The most upvoted career thread this weekend reveals why candidates are walking away from excessive interview processes.
UK job seekers are staging a quiet rebellion against increasingly complex interview processes, according to high-engagement threads across Reddit and UK career forums over the past 24 hours. The most viral discussion on r/UKJobs, attracting over 100 comments, centered on the strategic question of "How long should I wait to follow up after an interview?" — but quickly evolved into a comprehensive critique of hiring practices that prioritize employer convenience over candidate experience. Forum users are sharing horror stories of four, five, and even six-stage interview processes for mid-level positions, with one highly upvoted comment describing a "presentation requirement for a customer service role that pays £23,000" as emblematic of the current dysfunction. The collective frustration has reached a tipping point where experienced professionals are declining to participate in excessive interview processes, forcing some employers to streamline their approaches.

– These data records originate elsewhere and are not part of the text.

PR #43, opened 2019-02-20
minor fixes to configure.sh

armando-fandango:
- added version check for TensorFlow
- added check for existence of .bazelrc before deleting it

### DIFF
--- a/configure.sh
+++ b/configure.sh
@@ -24,7 +24,7 @@ function write_action_env_to_bazelrc() {
 [ -f .bazelrc ] && rm .bazelrc
 
 # TODO: Verify the tensorflow version here...
-TENSORFLOW_VERSION=$(python -c 'import tensorflow as tf; print(tf.__version__)')i
+TENSORFLOW_VERSION=$(python -c 'import tensorflow as tf; print(tf.__version__)')
 if [[ $TENSORFLOW_VERSION == 2* ]] 
 then
     echo 'using installed tensorflow'
--- a/configure.sh
+++ b/configure.sh
@@ -21,7 +21,7 @@ function write_action_env_to_bazelrc() {
   write_to_bazelrc "build --action_env $1=\"$2\""
 }
 
-rm .bazelrc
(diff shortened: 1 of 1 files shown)


configure.sh
```diff
@@ -21,10 +21,12 @@ function write_action_env_to_bazelrc() {
   write_to_bazelrc "build --action_env $1=\"$2\""
 }
 
-rm .bazelrc
+[ -f .bazelrc ] && rm .bazelrc
 
 # TODO: Verify the tensorflow version here...
```
seanpmorgan: Thanks for knocking this out. Mind removing this TODO?

configure.sh
```diff
@@ -21,10 +21,12 @@ function write_action_env_to_bazelrc() {
...
-if python -c "import tensorflow" &> /dev/null; then
+TENSORFLOW_VERSION=$(python -c 'import tensorflow as tf; print(tf.__version__)')
+if [[ $TENSORFLOW_VERSION == 2* ]] 
+then
     echo 'using installed tensorflow'
 else
     pip install tf-nightly-2.0-preview
```
facaiy: Perhaps we don't need to check tf version, just always `pip install --upgrade  tf-nightly-2.0-preview`?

The pattern emerging from multiple forum discussions reveals three critical pain points that are driving candidate withdrawal from hiring processes: excessive data harvesting by recruiters before initial screening, multi-stage interviews that drag on for weeks without clear timelines, and complete ghosting after final interviews despite significant time investment by candidates. Users report recruiters demanding full home addresses and dates of birth before even scheduling phone screens, raising privacy concerns and suggesting data harvesting rather than genuine hiring intent. This has led to a growing forum consensus that candidates should demand transparency about hiring timelines and push back against unreasonable data requests.

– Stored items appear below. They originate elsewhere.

PR #48, opened 2019-02-22
[DO NOT MERGE] Testing PRs.

av8ramit:

PR #49, opened 2019-02-22
ENH: Restructure custom ops

seanpmorgan:
Starting from a discussion in our last monthly call... It makes the repository significantly easier to maintain if each contribution is binned into an API format. Some contributions are not derived from something as standardized as a Keras API though so we want a category where we could build more fluid guidelines. It also makes the directory structure more approachable from the root `tensorflow_addons` directory. That was a problem in the tf.contrib directory. 

I would imagine this being the final directory layout for our first release. That's not to say we won't have more additions, but that these 4 directories will round out the APIs and we can start building more thorough docs for all of them


seanpmorgan:
@av8ramit could you confirm that the python2 is failing because of CI debugging? It's passing for me locally and I know you're working with #48

tensorflow_addons/custom_ops/image/cc/kernels/image_projective_transform_op.cc
```diff
@@ -19,7 +19,7 @@ limitations under the License.
 #define EIGEN_USE_GPU
 #endif  // GOOGLE_CUDA
 
-#include "tensorflow_addons/image/cc/kernels/image_projective_transform_op.h"
+#include "tensorflow_addons/custom_ops/image/cc/kernels/image_projective_transform_op.h"
```
facaiy: how about put it in the last include line, like gpu.cu.cc below?

tensorflow_addons/custom_ops/text/python/skip_gram_ops_test.py
```diff
@@ -24,8 +24,8 @@
 import os
 
 from tensorflow.python.framework import test_util
-from tensorflow_addons.text.python import skip_gram_ops
-from tensorflow_addons import text
+from tensorflow_addons.custom_ops.text.python import skip_gram_ops
```
facaiy: swap those two lines?

tensorflow_addons/custom_ops/image/__init__.py
```diff
@@ -12,13 +12,10 @@
...
+"""Image manipulation ops"""
 from __future__ import absolute_import
 from __future__ import division
 from __future__ import print_function
 
-# Skip Gram Sample
-from tensorflow_addons.text.python.skip_gram_ops import skip_gram_sample
-from tensorflow_addons.text.python.skip_gram_ops import skip_gram_sample_with_text_vocab
+# Transforms
+from tensorflow_addons.custom_ops.image.python.transform import transform
```
facaiy: Although It's convenient for user, I'm a little worried about this usage, which will initialize all sub-modules as soon as user import it. Perhaps `tf.export` is a better solution, but anyway, I think it's accepted for now. Thanks :-)

karmel:
The test error is indeed in the testing setup ( @av8ramit , for your reference: `chmod: cannot access ‘/.../bazel_wrapper.py’: No such file or directory`) -- I think it's safe to trust your local testing for now.

tensorflow_addons/custom_ops/image/__init__.py
seanpmorgan: Good point. IMO user experience is more important until it becomes a major issue, but I could be persuaded otherwise with some performance numbers

Issue #25, opened 2019-01-18
Implement Image functions


seanpmorgan:
Per the [RFC](https://github.com/tensorflow/community/blob/393dfc9e03dd4150a839de6357a26e0259aa97d6/rfcs/20181214-move-to-addons.md), we will be moving several of the [image modules](https://github.com/tensorflow/tensorflow/tree/master/tensorflow/contrib/image
) from contrib to addons:

- [ ] dense_image_warp
- [ ] random_hsv_in_yiq
- [ ] adjust_hsv_in_yiq
- [ ] rotate
- [ ] translate
- [ ] angle_to_projective_transforms
- [ ] translations_to_projective_transforms
- [ ] transform
- [ ] compose_transforms
- [ ] flat_transforms_to_matricies
- [ ] connected_components

This will involve moving the code base and modifying test cases to run in TF2.

tabshaikh:
Cool i will began with this then :)

facaiy:
@tabshaikh Thanks, Tabish. Don't put all in one PR. You can solve those functions one by one, say, `rotate` at first.

tabshaikh:
Okay sure

facaiy:
@tabshaikh Hi, Tabish. Which op is you working on?

tabshaikh:
I have started with rotate

WindQAQ:
Hi @tabshaikh, I'm going to work on `dense_image_warp` and I hope that you have not started on this one.

hksonngan:
Is anyone working on connected_components? If not I will start with it?

facaiy:
@hksonngan Great, go head! All contributions are welcome, thanks :-)

tabshaikh:
@seanpmorgan i was just checking random_hsv_in_yiq does not have any tests in contrib https://github.com/tensorflow/tensorflow/search?q=random_hsv_in_yiq&unscoped_q=random_hsv_in_yiq ?

facaiy:
@tabshaikh  Yeah, Tabish, that's a problem. I think @WindQAQ are working on `random_hsv_in_yiq` in #67. 

At the first glance, it seems that `test_adjust_random_value_in_yi` are used for both `random_hsv_in_yiq` and `adjust_hsv_in_yiq` implicitly:
https://github.com/tensorflow/addons/pull/67/files#diff-9e079d46248934679daeb7fd5f3a5835R71

[...]

PR #52, opened 2019-02-25
Migrate dense_image_warp op

WindQAQ:
Address #25. CI test passed on my local machine. Note that the test of `_interpolate_bilinear` in `dense_image_warp` will fail if I use the decorator `tf.function` on it (that's why I haven't added it yet). I'm still trying to figure out why.


WindQAQ:
Forget to create a new branch. Recreate a PR later.

Issue #16, opened 2019-01-15
Standardize formatting


seanpmorgan:
Would like to standardize repository style using a code formatter. @facaiy suggested https://github.com/google/yapf which looks like it would work very nicely. 

In the future this should be tied in with our CI testing

facaiy:
yapf cannot handle document correctly, I once used docformatter tools: https://pypi.org/project/docformatter/ 
- currently automatically formats docstrings to follow a subset of the PEP 257 conventions.

lgeiger:
One other very popular code formatter to consider would be https://github.com/ambv/black

seanpmorgan:
Thanks, I've used black extensively on other projects and love it. I didn't mention it because I didn't want to argue for its departures from PEP8, but it's certainly an option.

facaiy:
@karmel Hi, Karmel. Do you have any suggestion?

karmel:
There are two pieces here-- autoformatting, and linting when we run tests to block merges with lint errors.

I think you should pick the tool you all prefer, though it's complicated by the fact that TF adheres to the [Google Python style guide](http://google.github.io/styleguide/pyguide.html), which deviates slightly from PEP8 (ie, two-space tabs). Ideally, then, a formatter that is configurable would be best.

For TF Models, we didn't set up an autoformatter, but we did set up a [pylint check](https://github.com/tensorflow/models/blob/master/official/utils/testing/scripts/presubmit.sh#L44) with a [custom rcfile](https://github.com/tensorflow/models/blob/master/official/utils/testing/pylint.rcfile) that approximated Google's style guidelines. We can copy that here if you want, or use whatever you think best.

facaiy:
@karmel Thank your for the input. I think it's better to stick with PEP 0008, which is supported by nearly all python toolchains (IDE, text editor, etc). 

Yes, both yapf and pylint are configurable. I'll submit a shell script later for the issue.

PR #64, opened 2019-03-03
use code_format.sh to format all files

facaiy:
Related with #16 

Fix all codes style.

```
# Format all code files:
bash tools/ci_build/code_format.sh --in-place
```


tools/ci_build/install/ci_requirements.txt
```diff
@@ -1,4 +1,4 @@
-pylint >= 1.6.4, < 2.0; python_version < '3.4'
-pylint >= 2.0; python_version >= '3.4'
-docformatter >= 1.1
-yapf >= 0.26.0
+# TODO: Upgrade pylint to 2.0 when python >= 3.4
+pylint == 1.6.4
```
facaiy: 1.6.4 is too out-of-date. Hope that we could upgrade pylint to 2.0 later.

PR #66, opened 2019-03-04
DOC: LazyAdamOptimizer example

seanpmorgan:
Simple example using LazyAdamOptimizer tested after installing the dev pip package. After we publish a 0.1 release we can install it in colab and have interactive examples.


seanpmorgan:
cc @karmel . Do you mind giving this a once over? I'd like to have a small example in the first release branch.

Going forward we'll strive for colab notebooks as well, and more interesting examples.

karmel:
@qlzh727 -- any chance you can take a look? I am unlikely to have time before the Dev Summit.

qlzh727:
Ack, I will take a quick look.

seanpmorgan:
Ah, sorry I forgot today is probably quite hectic. Probably doesn't need more than a glance its just MNIST with the LazyAdamOptimizer. I tested it and it converges fine

tensorflow_addons/examples/tfa_optimizer.py
```diff
@@ -0,0 +1,85 @@
...
+
+    :return: Dictionary of data split into train/test/val
+    """
+    dataset = {}
+
+    # Load MNIST dataset as NumPy arrays
+    (x_train, y_train), (x_test, y_test) = tf.keras.datasets.mnist.load_data()
+
+    # Preprocess the data
+    x_train = x_train.reshape(60000, 784).astype('float32') / 255
```
qlzh727: The number of example "60000" is a magic number, which probably doesn't worth to be exposed to user (they actually don't care about how many example in MNIST). How about change this to reshape(-1, 784)?

tensorflow_addons/examples/tfa_optimizer.py
```diff
@@ -0,0 +1,85 @@
...
+    x_test = x_test.reshape(10000, 784).astype('float32') / 255
```
qlzh727: same for 10000 here.

tensorflow_addons/examples/tfa_optimizer.py
```diff
@@ -0,0 +1,85 @@
...
+
+    # Reserve 10,000 samples for validation
+    dataset['x_val'] = x_train[-10000:]
```
qlzh727: Let's put the variable in train/eval/test which is a more standard ordering.

qlzh727: Let's extract the magic number 10000 as a const and put it on the top, so that we only have one number to modify if we change our mind in future.

tensorflow_addons/examples/tfa_optimizer.py
```diff
@@ -0,0 +1,85 @@
...
+    dataset['y_train'] = y_train[:-10000]
+
+    dataset['x_test'] = x_test
+    dataset['y_test'] = y_test
+
+    return dataset
+
+
+if __name__ == "__main__":
+    data = generate_data()
```
qlzh727: Can we move those logic into a method and call it here? The __main__ body should just invoke main() and not include concrete logic.

tensorflow_addons/examples/tfa_optimizer.py
```diff
@@ -0,0 +1,85 @@
...
+    # Train the network
+    history = dense_net.fit(
+        data['x_train'],
+        data['y_train'],
+        batch_size=64,
+        epochs=10,
+        validation_data=(data['x_val'], data['y_val']))
+
+    # Evaluate the network
+    print('\n# Evaluate on test data')
```
qlzh727: Just curious why it need the leading '\n'. Alternatively you can use tf.logging, which will print with same format as other TF logs generated during training.

tensorflow_addons/examples/tfa_optimizer.py
```diff
@@ -0,0 +1,85 @@
...
+import tensorflow_addons as tfa
+
+
+def build_mnist_model():
+    """Build a simple dense network for processing MNIST data.
+
+    :return: Keras `Model`
+    """
+    inputs = tf.keras.Input(shape=(784,), name='digits')
+    net = tf.keras.layers.Dense(64, activation='relu', name='dense_1')(inputs)
```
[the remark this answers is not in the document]
seanpmorgan: Yeah, I have no real preference, but feel that the functional form is more familiar to other frameworks.

tensorflow_addons/examples/tfa_optimizer.py
seanpmorgan: Thanks, done!

tensorflow_addons/examples/tfa_optimizer.py
seanpmorgan: Agree, thanks

tensorflow_addons/examples/tfa_optimizer.py
seanpmorgan: All of the small implementation details were mostly copied from this:
https://github.com/tensorflow/docs/blob/master/site/en/r2/guide/keras/training_and_evaluation.ipynb

seanpmorgan:
@qlzh727 thanks for the review!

The most upvoted advice threads emphasize strategic patience combined with professional assertiveness, with successful job seekers sharing specific scripts for follow-up communications and tactics for maintaining momentum without appearing desperate. A particularly popular strategy involves setting personal deadlines for employer responses and having backup opportunities ready, with forum veterans recommending the "rule of three" — no more than three stages for most positions, three business days for standard follow-ups, and three weeks maximum for complete hiring cycles. These crowd-sourced strategies are gaining traction as job seekers realize they have more leverage than traditional career advice suggests.

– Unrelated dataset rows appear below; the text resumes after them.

PR #1359, opened 2020-03-20
removed run_all_in_eager_and_graph_mode in beam search.

gabrieldemarmiesse:
See #1328

### DIFF
--- a/tensorflow_addons/seq2seq/beam_search_decoder_test.py
+++ b/tensorflow_addons/seq2seq/beam_search_decoder_test.py
@@ -22,7 +22,6 @@ import tensorflow as tf
 
 from tensorflow_addons.seq2seq import attention_wrapper
 from tensorflow_addons.seq2seq import beam_search_decoder, gather_tree
-from tensorflow_addons.utils import test_utils
 
 
 class TestGatherTree(tf.test.TestCase):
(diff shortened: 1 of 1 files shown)


tensorflow_addons/seq2seq/beam_search_decoder_test.py
```diff
@@ -530,139 +529,117 @@ def get_probs():
...
+    cell = tf.keras.layers.LSTMCell(cell_depth)
+    initial_state = cell.get_initial_state(batch_size=batch_size, dtype=tf.float32)
+    coverage_penalty_weight = 0.0
+    if has_attention:
+        coverage_penalty_weight = 0.2
+        inputs = tf.compat.v1.placeholder_with_default(
+            np.random.randn(batch_size, decoder_max_time, input_depth).astype(
+                np.float32
+            ),
+            shape=(None, None, input_depth),
```
guillaumekln: In eager mode, `placeholder_with_default` returns fully defined shapes. So we may need to convert part of this test to use a `tf.function` with an input signature. What do you think?

gabrieldemarmiesse: Overall, I'd prefer avoiding `tf.compat.v1` as it's not TF2 idiomatic code. Let me try to remove this part of the diff of this pull request so that we can merge the rest and then I'll open a new pull request for this specific piece of code.

gabrieldemarmiesse: I tried to make it work with a `tf.keras.layers.Input` but that didn't go well. I'll drop this PR for now. I may have better ideas in the future.

I believe that we should test with code that looks like user code, that's why I'd prefer using a input layer rather than a tf.function on this one. But if we use tf.function that's not so bad too if we can keep the error checking code out of the tf.function.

The forum consensus suggests candidates should view excessive interview processes as red flags about company culture and management competence rather than necessary hurdles to overcome. Successful job seekers are increasingly declining to participate in poorly structured hiring processes, recognizing that companies unable to make efficient hiring decisions likely struggle with other operational decisions. This shift gives candidates permission to be more selective and demand better treatment throughout the hiring process.
The collective wisdom emerging from these forums represents a fundamental power shift in UK hiring dynamics, where informed candidates are setting boundaries and forcing employers to justify their processes. Job seekers who internalize these community-generated strategies report higher satisfaction with their search process and better ultimate outcomes, even if it means walking away from some opportunities.